**EXERCISE DIRECTIONS**
In the entries below, find each line with the word "jilju" and return it.

**DATA**
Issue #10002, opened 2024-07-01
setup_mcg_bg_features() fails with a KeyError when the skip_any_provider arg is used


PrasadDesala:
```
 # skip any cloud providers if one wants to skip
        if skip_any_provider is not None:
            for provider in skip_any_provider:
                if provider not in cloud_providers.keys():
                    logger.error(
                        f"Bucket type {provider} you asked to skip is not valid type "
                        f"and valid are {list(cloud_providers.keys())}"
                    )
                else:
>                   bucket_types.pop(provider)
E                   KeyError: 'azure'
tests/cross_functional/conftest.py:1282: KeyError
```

==

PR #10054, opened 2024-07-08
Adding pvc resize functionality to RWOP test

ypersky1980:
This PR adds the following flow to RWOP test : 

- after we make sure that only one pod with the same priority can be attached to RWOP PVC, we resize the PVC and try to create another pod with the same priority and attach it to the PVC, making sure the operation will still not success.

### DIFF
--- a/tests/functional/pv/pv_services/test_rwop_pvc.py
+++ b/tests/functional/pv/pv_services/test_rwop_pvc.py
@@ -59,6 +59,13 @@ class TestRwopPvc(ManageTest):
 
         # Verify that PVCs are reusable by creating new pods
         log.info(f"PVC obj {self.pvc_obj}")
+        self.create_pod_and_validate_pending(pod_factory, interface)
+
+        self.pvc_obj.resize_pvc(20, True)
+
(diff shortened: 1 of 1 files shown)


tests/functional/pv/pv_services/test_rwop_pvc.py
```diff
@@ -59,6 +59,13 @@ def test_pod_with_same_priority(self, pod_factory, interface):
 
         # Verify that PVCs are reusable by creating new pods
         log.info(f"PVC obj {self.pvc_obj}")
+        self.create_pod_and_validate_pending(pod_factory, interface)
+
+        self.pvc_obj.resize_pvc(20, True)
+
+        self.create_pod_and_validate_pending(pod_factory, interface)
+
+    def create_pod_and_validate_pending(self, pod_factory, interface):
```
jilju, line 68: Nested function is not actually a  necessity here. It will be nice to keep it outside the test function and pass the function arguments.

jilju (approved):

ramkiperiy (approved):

**EXPECTED ANSWER**
jilju, line 68: Nested function is not actually a  necessity here. It will be nice to keep it outside the test function and pass the function arguments.
jilju (approved):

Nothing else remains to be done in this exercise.